Isn’t that a better alternative than RxJava or coroutines?
Since is promoted by google it seems to me that is becoming the most popular for handling network/db operations.
Thx
Hi Adrian,
LiveData isn’t multithreading framework (or a crippled one, depending on your perspective). It’s just an implementation of Observer design pattern that always notifies the observers on UI thread.
I don’t use it in my projects, but I guess it can be incorporated here and there if you like it. That said, I reviewed Google’s Android Dev Summit app recently, and, boy, the combo ViewModel+LiveData is a mess there. So, be careful not to abuse it.
Hello,
Thanks for the another good article and I have some questions,
1. How can you handle the cancellation in your implementation?

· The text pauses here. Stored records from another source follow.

Issue #787, opened 2026-04-15
Tutorial "Building Multisignal Models" missing discussion of MCMC `model.run()`


cdc-mitzimorris:
Section "Fitting the Model to Data: model.run()" (line 568) states that model.run() takes two types of inputs:

- Observation data
- Population structure

However, the example model.run() calls at lines 653, 784, and 949 also pass:

- num_warmup, num_samples, rng_key — top-level keyword arguments
- mcmc_args={"num_chains": 4, "progress_bar": False} — a dict forwarded to numpyro.infer.MCMC

None of these are documented in the tutorial. A reader who is not already familiar with NumPyro's MCMC API cannot tell:

1. Which keyword arguments to model.run() are PyRenew-defined vs. passed through to NumPyro.
2. What mcmc_args accepts, or why num_chains lives inside that dict while num_warmup does not.
3. Where to look for the full list of valid mcmc_args keys (e.g. chain_method, progress_bar, jit_model_args).

Proposed change

Extend the introductory list in Section "Fitting the Model to Data: model.run()" to a third category, MCMC controls, with a short paragraph covering:

- num_warmup, num_samples, rng_key — top-level arguments consumed directly by model.run().
- mcmc_args — a dict forwarded verbatim to numpyro.infer.MCMC. Common keys: num_chains, chain_method, progress_bar.
- A link to the NumPyro MCMC reference: https://num.pyro.ai/en/stable/mcmc.html

This keeps the tutorial self-contained without duplicating NumPyro's documentation, and removes the implicit assumption that readers already know the NumPyro MCMC API.

dylanhmorris:
Closed by #812

PR #812, opened 2026-05-05
Mem 787 tutorial model run

cdc-mitzimorris:
Revised tutorial `Building Multisignal Models` tutorial to address issue #787.

The section on model fitting is now written from the user perspective.  It explains how the observation data is aligned on the model time axis.   It glosses over the details of the alignment process in order to keep the narrative flow on track, preserving only what's needed in order to follow the call to `model.run()`.


cdc-mitzimorris:
@damonbayer - this should be easy to review - just one file.

cdc-mitzimorris:
@sbidari - this PR is just changing the tutorial on model building - your fresh eyes would be much appreciated!

sbidari:
Thanks for the flag @cdc-mitzimorris, I will review shortly!

docs/tutorials/building_multisignal_models.qmd
```diff
@@ -731,30 +645,35 @@ model.run(
...
+On the model time axis, indices `0` through `n_init - 1` are initialization days.
+The first observed day is model index `n_init`, and the last observed day is model index `n_init + n_days - 1`.
+
+The model provides helper methods to convert observation data onto this model time axis:
+
+- `model.pad_observations(obs)` prepends `n_init` NaN values to dense daily observation vectors.
+- `model.shift_times(times)` adds `n_init` to sparse observation time indices.
+
+The hospital admissions signal is dense: it has one value per observation day, so we pad it.
+The wastewater signal is sparse: each row has an observation day, so we shift its time index.
```
sbidari, line 668: On first read I assumed the model handles this automatically, and it took me a moment to realize the helper `prepare_observation_data` was doing padding/shifting. I think doing this data prep inline instead of a helper function is more illustrative

docs/tutorials/building_multisignal_models.qmd
```diff
@@ -779,9 +698,14 @@ print(
 print(f"Total population: {float(jnp.sum(subpop_fractions)):.0%}")
 ```
 
+The `subpop_fractions` array defines all subpopulations in the latent infection process, and its entries must sum to 1.0.
+Which subpopulations each observation process sees is determined by the observation data.
+For wastewater, `subpop_indices` links each observation to the appropriate subpopulation, while `sensor_indices` selects the sensor-specific noise parameters.
```
sbidari: Can we make this point about `subpop_indices` and `sensor_indices` more prominent, maybe bullets?

docs/tutorials/building_multisignal_models.qmd
```diff
@@ -851,10 +775,50 @@ def prepare_observation_data(
...
+    "obs_start_date": ...,
+    "hospital": {
+        "obs": ...
+    },
+    "wastewater": {
+        "obs": ...
+        "times": ...
+        "subpop_indices": ...
+        "sensor_indices": ...
+        "n_sensors": ...
```
sbidari, line 775: The tutorial does not mention why `n_sensors` is required in the wastewater data dictionary

sbidari (commented):
This tutorial is comprehensive! A main comment I have is around the helper function for data prep. I would prefer inline data prep and model fit to only one dataset (either 90 days or 180 days). Other than that, looks great to me.

docs/tutorials/building_multisignal_models.qmd
cdc-mitzimorris: The helper functions are part of the `MultiSignalModel` class - I could link these to the documentation - would that help?

The goal is to avoid making the user do their own time indexing because it's too easy to mess it up.

sbidari: I see. Then is the reason for creating `prepare_observation_data()` as opposed to something like below to DRY data prep for two n_fit_days?
```
obs_data = {
        "obs_start_date": obs_start_date,
        "hospital": {
            "obs": model.pad_observations(hosp_admits[:n_days_fit]),
        },
        "wastewater": {
            "obs":  ww_data["observed_conc"][ww_mask],
            "times": model.shift_times(ww_data["time_indices"][ww_mask]),
            "subpop_indices": ww_subpop_indices,
            "sensor_indices": ww_data["site_ids"][ww_mask],
            "n_sensors": ww_data["n_sites"],
        },
    }

Comment (sbidari) [reply docs/tutorials/building_multisignal_models.qmd:668]: I am also curious about the reasoning to include/compare 90-day vs 180-day fits in the tutorial for building multi-signal model.

Comment (cdc-mitzimorris) [reply docs/tutorials/building_multisignal_models.qmd:668]: good question.   when I  wrote this tutorial I was wondering why in production the models were run on 90 or 180 days worth of data, so I put this into the tutorial to see what would happen.
you're quite correct that this doesn't have anything to do with building the multisignal model, and it makes the tutorial rather slow to render. 
I could take out the 180 day fit and just leave the 90 day fit if you think its appropriate.

Comment (sbidari) [reply docs/tutorials/building_multisignal_models.qmd:668]: Yes, I like that idea! Just fit to 90 days to keep it more focused

Comment (cdc-mitzimorris) [reply docs/tutorials/building_multisignal_models.qmd:668]: got rid of 180 day fit.  added more informative plot to illustrate uncertainty at the edge of the observation window.

Comment (cdc-mitzimorris) [reply docs/tutorials/building_multisignal_models.qmd:668]: I also revised the data prep section and removed the now-unneeded `prepare_observation_data` and added more discussion of `pad_observations` and `shift_times`.

File: docs/tutorials/building_multisignal_models.qmd (hunk 2 above)
Comment (cdc-mitzimorris) [reply docs/tutorials/building_multisignal_models.qmd]: improved discussion, bulleted `subpop_indices` and `sensor_indices`

File: docs/tutorials/building_multisignal_models.qmd (hunk 3 above)
Comment (cdc-mitzimorris) [reply docs/tutorials/building_multisignal_models.qmd:775]: added to discussion of the wastewater measurement observation paragraph starting on line 709.

**Comment by cdc-mitzimorris** [comment]
@sbidari - ready for re-review.

File: docs/tutorials/building_multisignal_models.qmd [hunk 4]
```diff
@@ -1039,217 +970,95 @@ plot_df_90["signal"] = pd.Categorical(
...
-    )
-    + p9.facet_wrap("~signal", ncol=1, scales="free_y")
-    + p9.scale_y_log10()
     + p9.labs(
         x="Day",
-        y="Count",
-        title="Posterior Latent Infections vs Observed Hospitalizations (180 days)",
+        y="90% interval width",
+        color="Period",
+        title="Posterior uncertainty over the 90-day fit",
```
sbidari:
```suggestion
        title="Posterior uncertainty in latent infections over the 90-day fit",
```

docs/tutorials/building_multisignal_models.qmd
```diff
@@ -1039,217 +970,95 @@ plot_df_90["signal"] = pd.Categorical(
 )
 ```
```
sbidari, line 966: What is the reason for showing 14 days Moving Average of Hospital Admissions instead of daily values?

docs/tutorials/building_multisignal_models.qmd
dylanhmorris: The comment isn't accurate. The print call just prints the length of the PMF. Seems worth fixing here since it's a quick fix. I thnk just remove any output, or just print the generation interval distribution itself b/c it's short.

dylanhmorris:
```suggestion
- **Initial infections ($(I)(0)$)**: Starting condition for the renewal process
```

dylanhmorris, line 221:
```suggestion
### Log $\mathcal{R}(t)$ at time $0$
```

dylanhmorris:
```suggestion
We place a prior on the $\log(\mathcal{R}(t))$ at time $t = 0$, centered at 0.0 ($\mathcal{R}(t=0) = 1$) with moderate uncertainty:
```

dylanhmorris:
```suggestion
### Choosing the \mathcal{R}(t)$ Parameter Cadence
```

docs/tutorials/building_multisignal_models.qmd
```diff
@@ -271,12 +268,12 @@ This separates three model choices:
 - **Model time axis**: the daily axis used by the renewal equation and delay convolutions
 - **Observation cadence**: the temporal granularity for each signal, such as daily ED visits or weekly hospital admissions
 
-The AR(1) process above samples one value per model day:
+The DifferencedAR(1) process above samples one value per model day:
```
dylanhmorris:
```suggestion
The `DifferencedAR1` process above samples one value per model day:
```

dylanhmorris: either  `DifferencedAR1` (the class) or "AR(1) process on the first differences" the concept. I think the former is fine.

docs/tutorials/building_multisignal_models.qmd
dylanhmorris, line 309:
```suggestion
- **NumPyro sites**: Prefixes all sample and deterministic sites (e.g., `hospital_obs`, `hospital_predicted`)
```

dylanhmorris:
```suggestion
The `Wastewater` observation process uses `LogNormalNoise`, which takes hierarchical priors for the site-level mode and standard deviation parameters.
```

dylanhmorris:
```suggestion
Here we specify `HierarchicalNormalPrior` for the site-level mode and `GammaGroupSdPrior` for the standard deviation.
```

dylanhmorris: Apologies for not noticing this sooner. I don't think we need (or want) the key to vary depending on when the tutorial is run, and wrapping this in a function in a collapsed codeblock also makes it harder for an inexperienced user to learn how to pass a key to `model.run()`. I think remove and replace with explicitly specified keys.

docs/tutorials/building_multisignal_models.qmd
```diff
@@ -764,128 +784,39 @@ For this example, such a data dictionary would have the following structure:
 }
 ```
 
-## Running the Model
+At call time, this dictionary is unpacked with `**`, forwarding each entry as a keyword argument to `model.run()`.
```
dylanhmorris:
```suggestion
At call time, we unpack this dictionary with `**`, forwarding each entry as a keyword argument to `model.run()`. Note that we could also have manually passed each dictionary entry to `model.run()`. We chose to create (and then unpack) an `obs_data` dictionary to keep our data organized in one place. 
```

docs/tutorials/building_multisignal_models.qmd
```diff
@@ -1039,217 +970,95 @@ plot_df_90["signal"] = pd.Categorical(
...
+        data=period_summary_df,
+        mapping=p9.aes(
+            x="start",
+            xend="end",
+            y="mean_ci_width",
+            yend="mean_ci_width",
+            color="period",
+        ),
+        size=1.6,
     )
```
dylanhmorris, line 1017: This plot should also have a log scale y axis (consistent with the incidence plot above.

```suggestion
    )
   + p9.scale_y_log10()
```

dylanhmorris (changes requested):
Thanks @cdc-mitzimorris. Read through the rendered version and found some minor editing stuff that isn't actually in the diff, but I think can and should be addressed here. 

One critical change requested: given that the motivation for this PR is to teach users to run models, I think we should remove the `make_rng_key()` function and explicitly create rng keys every time we call `model.run()`.

docs/tutorials/building_multisignal_models.qmd
cdc-mitzimorris: to render  .qmd to html you need a space before a bulleted list.   maybe not for .qmd to .md, but I see no harm in leaving it as is.

docs/tutorials/building_multisignal_models.qmd
cdc-mitzimorris: smoothing.  the daily values are plotted as points - the data is very noisy.  you want to see some kind of trend, and see that the trend lags the infections.

cdc-mitzimorris:
all changes made.

dylanhmorris (approved):
Thanks, @cdc-mitzimorris!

2. What if the network or database library doesn’t support synchronous execution?
3. What if I need to call another network request concurrently and combine them to save data?
Cheers
Hello Jun,
These questions are outside of the scope of this article and answering each of them properly would require a post on its own. However, I don’t want to leave you empty handed, so here are my high-level thoughts:
“…because backend frameworks execute each server request on a dedicated thread.”
What about reactive backend frameworks like Spring WebFlux, Quarkus, Micronaut or Vert.x?
I don’t know anything about these. However, I suspect that they use “thread per request” model too.